Pivot points are those times during the course of litigation where the parties learn something important about where they stand in the case, or face difficult issues without being able to confidently project how those issues will shake out.  At pivot points, an attorney and his or her client can and should take the opportunity to step back and honestly assess the litigation, its purpose, its overhead expense, and its potential for being resolved agreeably short of trial.  In cases tried to verdict, only one side can win.  At least one party to the case will be extremely disappointed with, and possibly, utterly devasted financially, or emotionally, or both by the verdict. Granted, there are times civil litigation simply must proceed to a trial verdict.  I am not suggesting all litigated matters should settle.  But the high percentage of cases settling in this day and age reflects the reality that ultimately there is considerable value, if the case is kept in proper perspective, in gaining the certainty of result, capping of overhead expense, and active participation in resolving the dispute that comes with a negotiated settlement.

In most civil litigation, pivot points to consider and discuss with the client, opposing counsel, and the even the court include the following:

  • Pleadings received
  • Bill of Particulars and paper discovery
  • Medical records and reports
  • EBT’s
  • PTC’s
  • Jury selection
  • Trial

Why wait until the eve of trial to take the opportunity to resolve the case?  It is this author’s belief that at each pivot point in the case, opportunities for resolving the case short of trial should be examined and discussed with your client.  This is because, to a great extent, the scenery never changes as the litigation steamrolls on.  The facts of the case are what they are.  Since the facts never change, the information you receive and consider during the discovery phase, including via the pleadings, bills of particulars, other paper discovery, medical records in a personal injury action, and deposition testimony generally provides virtually all the information you’ll ever get in the case, unless it is a case that will likely turn on the expert opinions or your side’s expert and the other side’s expert, or on unusual evidentiary issues.  As such, because you learn as the discovery phase of civil litigation progresses all that you will ever know, and since it is the same for the other side as well, why wait in many cases to litigate the case to verdict?

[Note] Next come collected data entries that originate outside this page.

PR #906, opened 2026-09-01
fix(plugin-testops): correlate CI uploads with TestOps job runs end-to-end

todti:
## Summary

Reworks `plugin-testops` to correlate CI-triggered uploads with an existing TestOps job run end-to-end, instead of always creating a new launch:

- Attaches uploads to an existing TestOps job run when one is provided, or to an existing launch via a `launchId` option, instead of always creating a new launch
- Adds CI-descriptor env overrides and an `ALLURE_CI_ENV` passthrough for pipeline steps that don't share env with the step that ran the plugin
- Adds an upload retry queue and rate pacer so a TestOps outage defers failed upload batches to finalization instead of dropping them
- Fixes the Azure CI detector's `getRootURL` to strip a trailing slash from `SYSTEM_COLLECTIONURI`
- Adds a `testops-plan` CLI command that fetches a job run's test plan from TestOps

## Fixes

- Job runs started directly by TestOps (not through a recognized CI provider) now correctly attach to their launch instead of crashing the run
- The job's branch and custom-name defaults no longer get overwritten with stale values on repeat runs of the same job
- Launch creation for local (non-CI) runs no longer fails, by sending only the fields the TestOps API accepts
- A bulk upload of global errors is no longer rejected outright when one error in the batch has a blank message
- Long report/launch names no longer fail upload; they're truncated to the accepted length instead
- Removed a redundant retry layer that could redo already-successful work during a TestOps outage
- The test-plan command now sees the job run id in pipeline setups where it's passed through an encoded environment bundle instead of a plain variable
- Stale queued upload entries no longer linger after a later successful retry, which could otherwise cause a duplicate re-upload at finalization

## Notes

Split the larger free functions out of `client.ts`/`plugin.ts` into `utils/` modules for readability, without changing the `TestOpsClient`/`TestOpsPlugin` class structure.


packages/plugin-testops/src/client.ts
```diff
@@ -233,30 +196,85 @@ export class TestOpsClient {
...
+          job: jobPayload,
+          jobRun: jobRunPayload,
+          ...(this.#launch ? { launch: { id: this.#launch.id } } : {}),
         },
-      },
-    });
+      }),
+    );
+
+    if (data?.jobRunId) {
```
formaceft-93: I think we can lose the known job run here. When startUpload() is called with an existing jobRunId, we only persist it if /api/upload/start returns data.jobRunId. But the response type makes jobRunId optional, and some tests already allow a response with only launchId. In that case createSession() falls back to a manual launch session, so uploaded results are no longer bound to the TestOps job run. Could we store the provided jobRunId as a fallback, e.g. data?.jobRunId ?? jobRunId, and add a regression test for the “launchId only” response?

packages/plugin-testops/src/plugin.ts
```diff
@@ -660,6 +637,19 @@ export class TestOpsPlugin implements Plugin {
...
     await this.#upload(store, { context, stage: "done" });
 
+    const stillPending = await this.#uploadQueue.flush({
+      onRetry: async (error, attempt) => {
+        this.#logger.debug(`Retrying deferred TestOps upload at finalization (attempt ${attempt}): ${error}`);
+        await this.#reopenLaunchIfClosed(error);
+      },
+    });
+
+    if (stillPending.length > 0) {
```
formaceft-93, line 659: This feels risky to me: if finalization still has pending uploads, we log the failure but continue with stopUpload() and may close the launch afterwards. That can leave TestOps with a completed/closed launch even though some results, global errors, attachments, or quality gates were never uploaded. I think we should avoid autoclosing the launch when stillPending is not empty, and probably avoid reporting a successful final status in that case.

packages/plugin-testops/test/plugin.test.ts
```diff
@@ -1583,6 +1692,61 @@ describe("testops plugin", () => {
...
+        AllureStoreMock.prototype.fixturesByTrId.mockResolvedValue([]);
+        // 1 initial + 3 retries during the normal upload, then 1 more + 3 retries during
+        // finalization: still down the whole time
+        for (let i = 0; i < 8; i += 1) {
+          TestOpsClientMock.prototype.uploadTestResults.mockRejectedValueOnce(serviceDownError);
+        }
+
+        await plugin.done({} as PluginContext, store);
+
+        // nothing throws, done() still completes, and the launch still gets stopped/closed
```
formaceft-93: This assertion seems to lock in the behavior that worries me above: done() completes and the upload still gets stopped/closed even when the deferred batch never made it through finalization. I’d rather have the test describe the safer behavior: unresolved uploads should prevent autoclose, or at least make the final state visibly incomplete/failed.

formaceft-93 (approved):

formaceft-93 (approved):

PR #907, opened 2026-09-01
resolutions ui

formaceft-93:
Added UI support for resolution categories in Awesome report: tree filter, tree markers, report/test-result tabs, and demo coverage for issue/muted/accepted cases.

Also adjusted the success-rate pie chart so muted and accepted failures are excluded from the active stats, while the full result counters/tree still show the original test statuses.

#### Checklist

- [x] [Sign Allure CLA][cla]
- [x] Provide unit tests


epszaw (changes requested):
Let's move the tab before the Quality gates one and rename it just to Resolutions. It'll have the same sense but with the less polluted UI:

Image

Resolution categories accordions arrows have offset. It's possible to toggle them only when clicking the title, so the rest space is unclickable.

Image

It's not obvious what we're copying there. I think, we need to move the functionality to the resolutions space or get rid of it, because I don't know any good use case of the feature.

Image

epszaw (approved):

PR #262, opened 2019-07-16
@nograd for integer division

thebhatman:


MikeInnes:
It would be better to have this in `number.jl`.

MikeInnes:
Thanks!

PR #264, opened 2019-07-18
Added adjoint for dropdims

thebhatman:
I have added the adjoint for dropdims, which puts back the dropped singleton dimensions.


MikeInnes:
Can you add a gradient check? Otherwise looks good.

thebhatman:
Done. I have added the tests.

PR #268, opened 2019-07-21
Wct/fix cholesky again

willtebbutt:
So my last cholesky-related PR #230 was horribly misguided and changed a perfectly good implementation to do totally the wrong thing 🍾 .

Over the past few decades, avenues for alternative dispute resolution (“ADR”) have been more widely developed and utilized by litigators and the courts to resolve civil cases short of trying cases to verdict.

ADR – Help by Third Parties is Available

With ADR, there are meditative processes to utilize in trying to settle a case, and there are adjudicative processes other than trials available as well.  While recapping in detail each process is beyond the scope of this article, an attorney may discuss and consider with his/her client trying one or more of the following pre-trial ADR processes:

Meditative Processes

  • Facilitative Mediation
  • Evaluative Mediation
  • Mini-Trial
  • Non-Binding Arbitration
  • Neutral Expert Fact-Finding
     

Adjudicative Processes

  • Arbitration
  • Court Appointed Services and ADR Options
     

Put Valuable Perspective to Work for Your Client’s Benefit

Corporate attorneys reading this article would be wise to offer to their clients the perspective a trial lawyer may bring to pre-trial issues.  Advice about risk management issues and liability insurance coverage is sharpened by the experience of litigating something that went wrong, or wasn’t covered by insurance in the way originally envisioned.  An important takeaway for civil litigators from this article is the value their perspective provides at all stages of litigation.  It is important to help your client develop realistic expectations early on about the case to be litigated.  Your perspective can be invaluable in counseling your client as to the ultimate question of whether this particular case should be tried to verdict, or, resolved in some other fashion.